• _Task details_:
Could you copy every line from the material below in which "persisted" appears?

··· Extracted records ···

PR #2047, opened 2026-09-03
Add DSL for configuring disk buffering

### LINKED ISSUE #2041: Expose equivalent DiskBuffering config on the DSL
The DSL API currently only allows setting the `enabled` flag on the disk buffering configuration, whereas the core module allows specifying various other options. We should make the DSL equivalent with the core API, and evaluate whether each API does make sense during this process.

https://github.com/open-telemetry/opentelemetry-android/blob/77df81e5acb96031fd50532a90ea18f6c5381123/core/src/main/java/io/opentelemetry/android/features/diskbuffering/DiskBufferingConfig.kt#L20

https://github.com/open-telemetry/opentelemetry-android/blob/ad76f8937c49527134926b2e43d37cfcfdb1f253/android-agent/src/main/kotlin/io/opentelemetry/android/agent/dsl/DiskBufferingConfigurationSpec.kt#L15

fractalwrench:
Closes #2041 by adding a DSL that allows library consumers to configure disk buffering. This adds important functionality that is currently available in the core module (specifying the export period, storage location, and max cache size).

### DIFF
--- a/android-agent/src/main/kotlin/io/opentelemetry/android/agent/dsl/DiskBufferingConfigurationSpec.kt
+++ b/android-agent/src/main/kotlin/io/opentelemetry/android/agent/dsl/DiskBufferingConfigurationSpec.kt
@@ -9,10 +9,8 @@ import io.opentelemetry.android.agent.dsl.instrumentation.CanBeEnabledAndDisable
 import io.opentelemetry.android.config.OtelRumConfig
 import io.opentelemetry.android.features.diskbuffering.DEFAULT_MAX_CACHE_SIZE
 import io.opentelemetry.android.features.diskbuffering.DiskBufferingConfig
-import io.opentelemetry.android.features.diskbuffering.MAX_CACHE_FILE_SIZE
 import java.io.File
 import kotlin.time.Duration
-import kotlin.time.Duration.Companion.hours
 import kotlin.time.Duration.Companion.seconds
 
 /**
@@ -28,27 +26,6 @@ class DiskBufferingConfigurationSpec internal constructor(
      * The maximum amount of disk space, in bytes, that buffered telemetry may occupy.
      */
     var maxCacheSize: Int = DEFAULT_MAX_CACHE_SIZE
-
-    /**
-     * The maximum size, in bytes, of a single buffer file.
-     */
-    var maxCacheFileSize: Int = MAX_CACHE_FILE_SIZE
-
-    /**
-     * The age at which a buffer file stops being appended to and a new one is started. Must be
-     * shorter than [minFileAgeForRead].
-     */
-    var maxFileAgeForWrite: Duration = 30.seconds
-
-    /**
-     * The minimum age a buffer file must reach before it’s eligible for export.
-     */
-    var minFileAgeForRead: Duration = 33.seconds
-
-    /**
-     * The age at which a buffer file is considered stale and is discarded without being exported.
-     */
-    var maxFileAgeForRead: Duration = 18.hours
 
     /**
      * How often buffered telemetry is read back from disk and exported. Must be greater than zero.
@@ -77,10 +54,6 @@ class DiskBufferingConfigurationSpec internal constructor(
             DiskBufferingConfig.create(
                 enabled = enabled,
                 maxCacheSize = maxCacheSize,
-                maxFileAgeForWriteMillis = maxFileAgeForWrite.inWholeMilliseconds,
-                minFileAgeForReadMillis = minFileAgeForRead.inWholeMilliseconds,
-                maxFileAgeForReadMillis = maxFileAgeForRead.inWholeMilliseconds,
-                maxCacheFileSize = maxCacheFileSize,
                 signalsBufferDir = signalsBufferDir,
                 exportPeriodMillis = exportPeriod.inWholeMilliseconds,
             ),
--- a/android-agent/src/main/kotlin/io/opentelemetry/android/agent/dsl/DiskBufferingConfigurationSpec.kt
+++ b/android-agent/src/main/kotlin/io/opentelemetry/android/agent/dsl/DiskBufferingConfigurationSpec.kt
@@ -41,8 +41,7 @@ class DiskBufferingConfigurationSpec internal constructor(
     var maxFileAgeForWrite: Duration = 30.seconds
 
     /**
-     * The minimum age a buffer file must reach before its eligible for
-     * export.
+     * The minimum age a buffer file must reach before it’s eligible for export.
      */
     var minFileAgeForRead: Duration = 33.seconds
 
--- a/android-agent/src/main/kotlin/io/opentelemetry/android/agent/dsl/DiskBufferingConfigurationSpec.kt
+++ b/android-agent/src/main/kotlin/io/opentelemetry/android/agent/dsl/DiskBufferingConfigurationSpec.kt
@@ -7,7 +7,13 @@ package io.opentelemetry.android.agent.dsl
 
 import io.opentelemetry.android.agent.dsl.instrumentation.CanBeEnabledAndDisabled
 import io.opentelemetry.android.config.OtelRumConfig
+import io.opentelemetry.android.features.diskbuffering.DEFAULT_MAX_CACHE_SIZE
 import io.opentelemetry.android.features.diskbuffering.DiskBufferingConfig
+import io.opentelemetry.android.features.diskbuffering.MAX_CACHE_FILE_SIZE
+import java.io.File
+import kotlin.time.Duration
+import kotlin.time.Duration.Companion.hours
+import kotlin.time.Duration.Companion.seconds
 
 /**
  * Type-safe config DSL that controls how disk buffering of exported telemetry should behave.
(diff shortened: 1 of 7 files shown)


android-agent/src/main/kotlin/io/opentelemetry/android/agent/dsl/DiskBufferingConfigurationSpec.kt
```diff
@@ -17,16 +23,68 @@ class DiskBufferingConfigurationSpec internal constructor(
...
+
+    /**
+     * The maximum amount of disk space, in bytes, that buffered telemetry may occupy.
+     */
+    var maxCacheSize: Int = DEFAULT_MAX_CACHE_SIZE
+
+    /**
+     * The maximum size, in bytes, of a single buffer file.
+     */
+    var maxCacheFileSize: Int = MAX_CACHE_FILE_SIZE
```
aranhave, line 35: `DiskManager` splits `maxCacheSize` across three signal folders, but a file can still be larger than its folder’s share. The re-entry test ends up with 2 KiB total and a 1 MiB file limit. Do we want to reject that combination so the total cap is actually enforced?

android-agent/src/main/kotlin/io/opentelemetry/android/agent/dsl/DiskBufferingConfigurationSpec.kt
```diff
@@ -17,16 +23,68 @@ class DiskBufferingConfigurationSpec internal constructor(
...
+    /**
+     * The minimum age a buffer file must reach before its eligible for
+     * export.
+     */
+    var minFileAgeForRead: Duration = 33.seconds
+
+    /**
+     * The age at which a buffer file is considered stale and is discarded without being exported.
+     */
+    var maxFileAgeForRead: Duration = 18.hours
```
aranhave, line 51: One edge case: `maxFileAgeForRead` can be less than or equal to `minFileAgeForRead`. That leaves no usable window where a file is eligible for export before it expires. Does the config need to reject that combination?

android-agent/src/main/kotlin/io/opentelemetry/android/agent/dsl/DiskBufferingConfigurationSpec.kt
```diff
@@ -17,16 +23,68 @@ class DiskBufferingConfigurationSpec internal constructor(
...
+    /**
+     * The maximum size, in bytes, of a single buffer file.
+     */
+    var maxCacheFileSize: Int = MAX_CACHE_FILE_SIZE
+
+    /**
+     * The age at which a buffer file stops being appended to and a new one is started. Must be
+     * shorter than [minFileAgeForRead].
+     */
+    var maxFileAgeForWrite: Duration = 30.seconds
```
aranhave, line 41: The [#1821](https://github.com/open-telemetry/opentelemetry-android/issues/1821) discussion leaned toward keeping the DSL to `exportPeriod` and `discardAfter`, without exposing the three storage ages. Did we decide to go with the lower-level API instead?

android-agent/src/main/kotlin/io/opentelemetry/android/agent/dsl/DiskBufferingConfigurationSpec.kt
fractalwrench: Feels reasonable to reject that combination.

android-agent/src/main/kotlin/io/opentelemetry/android/agent/dsl/DiskBufferingConfigurationSpec.kt
fractalwrench: Deferring to @LikeTheSalad as he's much more familiar with this part of the codebase. It sounds reasonable to reject this combination at face value

android-agent/src/main/kotlin/io/opentelemetry/android/agent/dsl/DiskBufferingConfigurationSpec.kt
fractalwrench: I wasn't aware of that discussion and would be happy to move towards that sort of API (assuming it's not massively complex retrofitting that onto the disk buffering config implementation). The changeset as it stands is just a 1:1 replication of what's in the `OtelRumConfig`.

android-agent/src/main/kotlin/io/opentelemetry/android/agent/dsl/DiskBufferingConfigurationSpec.kt
LikeTheSalad: Generally speaking, I think [disk buffering's config](https://github.com/open-telemetry/opentelemetry-java-contrib/blob/3f41f17c5f472c0109f192bc97a9aabb82cbc146/disk-buffering/src/main/java/io/opentelemetry/contrib/disk/buffering/storage/impl/FileStorageConfiguration.java) is too low-level and implementation-specific for the use case we want to provide with the DSL. Following [this other discussion](https://github.com/open-telemetry/opentelemetry-android/pull/2047#discussion_r3925308798), I agree we should provide more knobs from the DSL, but in a generic way, which we can always extend as needed. I'd propose the options mentioned there, plus a per-signal max cache size (for example, `tracesMaxCacheSize`, `logsMaxCacheSize`) maybe with better names, but I hope it shows the idea. What @aranhave mentions about us exposing a "total cache size" and then dividing it by 3 to provide each signal's max size is true, but in hindsight I think it was a mistake of ours, as it assumes users will always want to use the 3 types of signals and so, if they wanted to only use logs for example, then they'd have to set the value they want times 3 to get the actual logs to use that, which is silly.

I'm fine with introducing breaking changes or deprecating stuff from `core` in case that's needed to provide a more sensible set of configs for persistence in general.

fractalwrench:
@LikeTheSalad @aranhave based on your feedback I thought for the purposes of this PR it would be good to reduce the scope of new DSL APIs to the following:

1. `exportPeriod` - to configure the frequency at which buffered telemetry is exported
2. `maxCacheSize` - limit the amount of data that can be buffered on disk
3. `signalsBufferDir` - the location on the file system where data should be persisted

To me that felt like the critical functionality I'd expect from configuration, and I think that more granular APIs such as limits for individual signal file size could be added on later.

aranhave:
> @LikeTheSalad @aranhave based on your feedback I thought for the purposes of this PR it would be good to reduce the scope of new DSL APIs to the following:
> 
> 1. `exportPeriod` - to configure the frequency at which buffered telemetry is exported
> 2. `maxCacheSize` - limit the amount of data that can be buffered on disk
> 3. `signalsBufferDir` - the location on the file system where data should be persisted
> 
> To me that felt like the critical functionality I'd expect from configuration, and I think that more granular APIs such as limits for individual signal file size could be added on later.

👍 The smaller scope works for me. The cache-limit issue still reproduces: setting 2 KB allowed over 8 KB on disk. Can we enforce that limit internally without adding another public setting?

android-agent/src/main/kotlin/io/opentelemetry/android/agent/dsl/DiskBufferingConfigurationSpec.kt
```diff
@@ -17,16 +21,42 @@ class DiskBufferingConfigurationSpec internal constructor(
...
+    /**
+     * How often buffered telemetry is read back from disk and exported. Must be greater than zero.
+     */
+    var exportPeriod: Duration = 10.seconds
+
+    /**
+     * The directory in which buffered telemetry is stored until it is exported. By default
+     * the application's cache directory is used.
+     */
+    var signalsBufferDir: File? = null
```
LikeTheSalad: Just wanted to note that, by design, disk buffering must only store same-type signals in the same directory, meaning that a single dir can only have either logs, spans, or metrics, but not a combination of those in any way. So, based on that, the dir path users will put in this variable will effectively be the "root" dir, where each signal's subdir shall be created to store each signal's data files.

I'm mentioning this because I assume that this might not be clear from an end-user perspective. If you agree, then I think we should either mention this in the kdoc or rename the variable to be more explicit.

android-agent/src/main/kotlin/io/opentelemetry/android/agent/dsl/DiskBufferingConfigurationSpec.kt
```diff
@@ -17,16 +21,42 @@ class DiskBufferingConfigurationSpec internal constructor(
     private val rumConfig: OtelRumConfig,
 ) : CanBeEnabledAndDisabled {
     internal var enabled: Boolean = true
-        set(value) {
-            field = value
-            rumConfig.setDiskBufferingConfig(DiskBufferingConfig.create(enabled = value))
-        }
+
+    /**
+     * The maximum amount of disk space, in bytes, that buffered telemetry may occupy.
```
benjoseph-grafana, line 26: Can we mention this is split three ways and each type gets 1/3rd of the size defined here?

android-agent/src/main/kotlin/io/opentelemetry/android/agent/dsl/DiskBufferingConfigurationSpec.kt
fractalwrench: I've renamed this variable to `telemetryStorageDir`. I'd be happy with other suggestions

fractalwrench:
>The cache-limit issue still reproduces: setting 2 KB allowed over 8 KB on disk. Can we enforce that limit internally without adding another public setting?

I'd suggest we continue the discussion for that in #1821 or start a new issue

LikeTheSalad (approved):
Thank you!

benjoseph-grafana (approved):

aranhave (approved):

···

• _Exercise result_:
3. `signalsBufferDir` - the location on the file system where data should be persisted
> 3. `signalsBufferDir` - the location on the file system where data should be persisted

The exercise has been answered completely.